▶ [Activity]
Find every line in the records below that holds the word "Issue", and copy it out.

▶ [Entries supplied]
Issue #101, opened 2022-10-06
Improve `check-flatc` rule and its invocation


wmesard:
**Is your feature request related to a problem? Please describe.**

As discussed in PR #96 , the `check-flatc` rule in the Makefile could use some fixing. Also, it should be invoked by the build workflow.

**Describe the solution you'd like**
1. It is surprising (and I would argue, fundamentally broken) for a `check-*` rule to depend on another rule (`flatc`) that modifies the workspace. It should stop doing that.
1. `flatc` does not have a `--dryrun` option. So to detect if the generated files need to be updated, `check-flatc` could run it with `-o /tmp/$$` and then compare the resulting files to the existing files, and error out if they differ.
1. `check-flatc` is not being invoked in CI today. Workflows should invoke `make check` instead individual `check-*` rules, to fix this problem and prevent it from occurring for future `check-*` rules.

**Additional context**

See discussion in #96.

rdpsin:
Closing since #102 and #104  have been merged.

PR #104, opened 2022-10-07
Add `make check-flatc` to build workflow

rdpsin:
*Issue #, if available:*
#101 

*Description of changes:*

*Testing performed:*

### DIFF
--- a/.github/workflows/build.yml
+++ b/.github/workflows/build.yml
@@ -17,10 +17,13 @@ jobs:
           # in order to calculate the range. i.e. HEAD~20..HEAD includes
           # 20 commits, but including HEAD it needs 21 commits.
           fetch-depth: 21
+      - run: wget https://github.com/google/flatbuffers/releases/download/v22.9.29/Linux.flatc.binary.g++-10.zip
+      - run: unzip Linux.flatc.binary.g++-10.zip
       - run: make install-check-tools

▶ [Answer box]
Issue #101, opened 2022-10-06
*Issue #, if available:*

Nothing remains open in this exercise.